Artikel
Analysing propensity score methods on two randomized controlled clinical trials
Suche in Medline nach
Autoren
Veröffentlicht: | 26. Februar 2021 |
---|
Gliederung
Text
Background: Propensity score methods has been widely used in observational studies and growingly seen as a solution for evaluating treatment effects in non-randomized controlled trials using external controls. They account only for observable confounder via analysis. In contrast to that randomized trials account for observable and unobservable confounder via design. Nowadays, single arm studies tend to prevail in oncology, especially in assessing proof-of-principle or in highly unmet need indications. Propensity score methods offer an opportunity to get maximum patients exposed to a promising treatment and potentially speed development. However, we will investigate potential limitations.
Objectives: Our research question is: How do propensity score methods perform in an ideal setting, i.e. with a control group where confounding is not a concern under real data and different sample sizes?
Methods: To investigate propensity score methods under this ideal setting, we compare the treatment groups of two randomized controlled clinical trials with time-to-event endpoint. Here, it is expected that the experimental and control group are drawn from the same population and that all confounders are equally distributed between treatment arms. If propensity score methods do not perform well in this setting, the quality of its use in non-randomized settings with data from potentially different populations might be questionable.
The treatment effect that should be reproduced is measured by a hazard ratio. The samples sizes were planned to reach 90% power with a one-sided significance level of 2.5%.
Using a pool of available baseline covariates, we select the best model for the time-to-event endpoint via AIC criterion. The covariates which form this best model are included in a logistic regression model to estimate the propensity scores.
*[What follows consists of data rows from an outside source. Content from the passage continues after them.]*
PR #1229, opened 2023-08-29
Demo a lora API

mattdangerw:
Not sure this is fully correct yet, mainly want to get thoughts on the overall usage for now.

After chatting with Francois, I believe a method that wrapped a backbone without changing the original backbone whatsoever, would be fairly complex to write, particularly with the dual `tf.keras` and `keras-core` support.

It will be much easier (and potentially a simpler in usage), to do this in place. For that, we can use the approach Abheesht piloted in his guide.

The flow given here would be:
```python
    "bert_base_en_uncased",
    num_classes=2,
)
classifier.backbone.add_lora_layers()
classifier.summary()
classifier.fit(dataset)
classifier.backbone.merge_lora_layers()
classifier.evaluate(imdb_test)

gpt2_lm.backbone.add_lora_layers()
gpt2_lm.summary()
gpt2_lm.fit(dataset)
gpt2_lm.backbone.merge_lora_layers()
gpt2_lm.generate(["that's weird", "that's even weirder"], max_length=32)
```

### DIFF
--- a/keras_nlp/layers/modeling/lora_dense.py
+++ b/keras_nlp/layers/modeling/lora_dense.py
@@ -1,0 +1,105 @@
+# Copyright 2023 The KerasNLP Authors
+#
+# Licensed under the Apache License, Version 2.0 (the "License");
+# you may not use this file except in compliance with the License.
+# You may obtain a copy of the License at
+#
+#     https://www.apache.org/licenses/LICENSE-2.0
+#
+# Unless required by applicable law or agreed to in writing, software
+# distributed under the License is distributed on an "AS IS" BASIS,
+# WITHOUT WARRANTIES OR CONDITIONS OF ANY KIND, either express or implied.
+# See the License for the specific language governing permissions and
+# limitations under the License.
+import numpy as np
+
+from keras_nlp.api_export import keras_nlp_export
+from keras_nlp.backend import keras
+from keras_nlp.backend import ops
+
+
+@keras_nlp_export("keras_nlp.layers.LoraDense")
+class LoraDense(keras.layers.Layer):
+    """A LoRA adapter layer for a dense input layer."""
+
+    def __init__(
+        self,
+        layer,
+        rank=8,
+        alpha=32,
+        **kwargs,
+    ):
+        super().__init__(**kwargs)
+
+        self.rank = rank
+        self.alpha = alpha
+        self.scale = alpha / rank
+        self.layer = layer
+
+        self.lora_a = keras.layers.Dense(
+            units=rank,
+            use_bias=False,
+            # Note: the original paper mentions that normal distribution was
+            # used for initialization. However, the official LoRA implementation
+            # uses "Kaiming/He Initialization".
+            kernel_initializer=keras.initializers.VarianceScaling(
+                scale=np.sqrt(5), mode="fan_in", distribution="uniform"
+            ),
+            name="lora_a",
+        )
+        if isinstance(layer, keras.layers.EinsumDense):
+            self.lora_b = keras.layers.EinsumDense(
+                equation=layer.equation,
+                output_shape=layer.partial_output_shape,
+                kernel_initializer="zeros",
+                name="lora_b",
+            )
+        elif isinstance(layer, keras.layers.Dense):
+            self.lora_b = keras.layers.Dense(
+                units=layer.units,
+                kernel_initializer="zeros",
+                use_bias=False,
+                name="lora_b",
+            )
+        else:
+            raise ValueError(
+                "Only `Dense` and `EinsumDense` inner layers are supported. "
+                f"Received: layer={layer}"
+            )
+
+        # TODO: stop hardcoding input shape?
+        if layer.built:
+            self.build((None, None, self.layer.kernel.shape[0]))
+
+    def build(self, inputs_shape):
+        self.lora_a.build(inputs_shape)
+        self.lora_b.build(self.lora_a.compute_output_shape(inputs_shape))
+        self.built = True
+
+    def merge_weights(self):
+        updates = ops.squeeze(
+            self.lora_b(ops.expand_dims(self.lora_a.kernel, 0)), 0
+        )
+        self.layer.kernel.assign_add(updates)
+        return self.layer
+
+    def call(self, inputs):
+        original_output = self.layer(inputs)
+        # If we are fine-tuning the model, we will add LoRA layers' output
+        # to the original layer's output.
+        lora_output = self.lora_b(self.lora_a(inputs)) * self.scale
+        return original_output + lora_output
+
+    @classmethod
+    def from_config(cls, config):
+        config["layer"] = keras.deserialize_keras_object(config["layer"])
+        return super().from_config(config)
+
+    def get_config(self):
+        config = super().get_config()
+        config.update(
+            {
+                "layer": self.serialize_keras_object(self.layer),
+            }
+        )
+        return config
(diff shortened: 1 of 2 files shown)


keras_nlp/layers/modeling/lora_dense.py
```diff
@@ -0,0 +1,105 @@
...
+from keras_nlp.backend import ops
+
+
+@keras_nlp_export("keras_nlp.layers.LoraDense")
+class LoraDense(keras.layers.Layer):
+    """A LoRA adapter layer for a dense input layer."""
+
+    def __init__(
+        self,
+        layer,
```
jbischof, line 27: input_layer?

keras_nlp/layers/modeling/lora_dense.py
```diff
@@ -0,0 +1,105 @@
...
+        if layer.built:
+            self.build((None, None, self.layer.kernel.shape[0]))
+
+    def build(self, inputs_shape):
+        self.lora_a.build(inputs_shape)
+        self.lora_b.build(self.lora_a.compute_output_shape(inputs_shape))
+        self.built = True
+
+    def merge_weights(self):
+        updates = ops.squeeze(
```
jbischof, line 80: Explanatory comment would be helpful. Why is this needed? When is this called?

keras_nlp/models/backbone.py
```diff
@@ -48,12 +52,70 @@ def token_embedding(self, value):
...
+    @property
+    def lora_layer_paths(self):
+        """Path to model layers to replace with lora adapaters.
+
+        Should be overridden by subclasses who store key/value paths under
+        different names.
+        """
+        return ["_query_dense", "_value_dense"]
+
+    def add_lora_layers(self, rank=8, alpha=32):
```
jbischof, line 64: I assume the user will be able to supply their own paths in the full version?

jbischof (commented):
Thanks! Some initial questions as I found the `merge_weights` method confusing

keras_nlp/layers/modeling/lora_dense.py
mattdangerw: Yeah, I had played with `inner_layer` or `inner_dense`, but then I switched to this after discovering keras exports a wrapper layer https://www.tensorflow.org/api_docs/python/tf/keras/layers/Wrapper

That uses the argument `layer` and `layer.layer` as access to the inner.

keras_nlp/layers/modeling/lora_dense.py
mattdangerw: Yeah, will drop some docstrings and maybe rename this, could use improvement.

keras_nlp/models/backbone.py
mattdangerw: Backbone would be able to specify their own paths via the `lora_layer_paths` property.

But why would a user be specifying their own paths, don't really understand the use case. A highly motivated user could subclass a backbone and override `lora_layer_paths`, but I don't think that's something we would really document.

What's the use case for user supplied paths?

jbischof: Just to allow 100% configurability. I noticed that the HF LoRA config allows the users to choose which "modules" are targeted ([link](https://huggingface.co/docs/peft/task_guides/semantic-similarity-lora)).

However, a brief glance across their examples does not reveal a common language for referencing "modules" (e.g., `"q"` or `"query"`), so I'm not sure how the user would know how to leverage this.

mattdangerw: Potentially for 100% configurability you just to it yourself. E.g. find the precise layers you want to update, wrap then in a `LoraDense`, and proceed as normal. That is the truly flexible approach, and maybe 10-20 lines of code.

This current "find all layers by attribute name" is probably not robust to all possible cases, so probably best not to expose a user hook for it. We could try to make a robust mechanism, e.g. `*._self_attention._key_dense`, but first might be worth clarifying the user journeys we care about.

If we had a specific type configuration we want to support. E.g. tunable `bias` terms, lorifying the `key` dense, etc, we could definitely make sure to make out API supports that. But I am not really sure where those are yet.

jbischof: So the current design is that for some models we will offer an in-place LoRA that modifies a prespecified list of layers?

I think this is a reasonable option but somehow I thought you had proposed something more ambitious when we first talked. I do think it would be possible to support an arbitrary regex and then try to find a matching LoRA class in the same way you are already doing in the "dense" layer. 

Potentially the two approaches could be combined so that we expose a low-level LoRA API that is pre-configured for most of our models using class properties.

I think the biggest challenge of the "no configuration" approach is that we could never change the choice of layers without breaking older versions of the package. Likely some safety valve is required.

mattdangerw: > So the current design is that for some models we will offer an in-place LoRA that modifies a prespecified list of layers?

Yeah, this primarily would be LoRA that we works out of the box with all backbones w/ same code. You don't have to introspect your model to find the right regexes for query/value dense layers, we set that up for you.

This is what I think most users care about. Being able to go from model to model with the same code. "Lorifying" something custom (e.g. key projection), seems much more niche. Is it ever a good idea? (Genuinely not sure)

> I think this is a reasonable option but somehow I thought you had proposed something more ambitious when we first talked. I do think it would be possible to support an arbitrary regex and then try to find a matching LoRA class in the same way you are already doing in the "dense" layer.

Definitely possible! The question is whether that is actually a better experience then something like:

```python
# Custom LoRAfication of a backbone.
for i in range(backbone.num_layers):
    decoder_layer = backbone.get_layer("transformer_layer_{i}")
    decoder_layer._self_attention._query_dense = keras_nlp.layers.LoraDense(...)(
        decoder_layer._self_attention._query_dense
    )
    decoder_layer._self_attention._value_dense = keras_nlp.layers.LoraDense(...)(
        decoder_layer._self_attention._value_dense
    )
```

Building a fancier selection mechanism, perhaps based on layer name, might allow a user to say "lora only decoder self attention query/value projection in a seq2seq model". The pythonic flow above would allow for lora-ing any layers whatsoever, potentially with different configurations for each. Far more flexible.

I don't know the main axes that are actually worth playing with, so hard to asses between the two options. Just looking at the huggingface API, the most useful config option looks like [bias](https://huggingface.co/docs/peft/main/en/package_reference/tuners#peft.LoraConfig.bias) to me. But overall, I'm inclined to build something simple and go from there (always easier to add more configuration then take away).

> I think the biggest challenge of the "no configuration" approach is that we could never change the choice of layers without breaking older versions of the package. Likely some safety valve is required.

This I don't understand. If we expose a no configuration approach we leave ourselves more flexible. Say client code looks like:

```python
gpt2_lm.backbone.add_lora_layers()
```

If we release a new library version and checkpoints, the new library points to new checkpoints, the old library points to old checkpoints, we update our lora paths in the new library and "just works" everything works in all versions.

However, say client code looks like:

```python
gpt2_lm.backbone.add_lora_layers(layer_paths=["encoder.*._self_attention.query_dense"])
```

Then we are shit out of luck. If we update our checkpoints (say we want to rename `query_dense` to `query`), we can never do this without breaking client code, or coding a shim.

If we are worried about compatibility, exposing a minimal as possible API gives us much more flexibility I think. I am missing something?

mattdangerw: Maybe one thing you are missing is that we can **never** update the checkpoint and old version of the library loads. Like core Keras, we have checkpoint sha-sums that ship with the library! So if we every want to push a new checkpoint, we have to release a new version on the library, and we have to release the checkpoint at a new URL location.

These following propensity score methods are evaluated: matching, weighting (inverse probability of treatment weighting) and stratification. Hazard ratios from propensity score analyses are then compared to those received from standard Cox modelling results.
To examine the quality of matching we use standardized mean differences as well as histograms of propensity score distributions before and after matching.
To investigate the applicability for studies with small sample size, we apply all methods with only 20% of the experimental arm subjects from the randomized trial as well. This leads to 5 random subsets, each is matched with the complete control arm from the randomized trial as external control.
Results: Results of the propensity score methods were comparable to standard regression results under randomized treatment allocation only in one of the two clinical trial examples. There were no substantial differences in the investigated propensity score methods. We also saw that propensity score methods failed under strong differences between treated and control group in propensity score distributions. We observed high variability in the hazard ratio estimators under small sample sizes as well.
Conclusion: If external controls with propensity score methods are considered in drug development, it is essential to have a careful evaluation in planning phase (sample size, in- and exclusion criteria, method evaluation ...).
Heiko Götte and Daliah Dieckmann are employees of Merck Healthcare KGaA.
The authors declare that an ethics committee vote is not required.